Participants must have completed the 40-hour IAFN-approved didactic training prior to attending the Clinical Skills Lab.

The Center for the Prevention of Child Maltreatment is associated with the School of Health Sciences. With the partnership of South Dakota Department of Health, this training is supported by Grant Number 2018-WR-AX-0014 awarded by the Office of Violence Against Women, U.S. Department of Justice. Its content is solely the responsibility of the authors and do not necessarily represent the official views of the U.S. Department of Justice.


USD’s School of Health Sciences is a national leader in interprofessional health sciences education. South Dakota’s comprehensive School of Health Sciences develops scholars, practitioners and leaders in health and human services, including addiction counselors, dental hygienists, health science practitioners, medical laboratory scientists, nurses, occupational therapists, physical therapists, physician assistants, public health practitioners and social workers.
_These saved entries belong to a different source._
PR #4176, opened 2025-02-28
Disallow precompiling Pkg in Pkg tests

IanButterworth:
Used to happen a lot. Easy to regress, so test for it.


ViralBShah:
Merge?

IanButterworth:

Founded in 1862 and the first university in the Dakotas, the University of South Dakota is the only public liberal arts university in the state, with 202 undergraduate and 84 graduate programs in the College of Arts & Sciences, School of Education, Knudson School of Law, Sanford School of Medicine, School of Health Sciences, Beacom School of Business and College of Fine Arts. With an enrollment of nearly 10,000 students and more than 400 faculty, USD has a 16:1 student/faculty ratio, and it ranks among the best in academics and affordability. USD’s 18 athletic programs compete at the NCAA Division I level.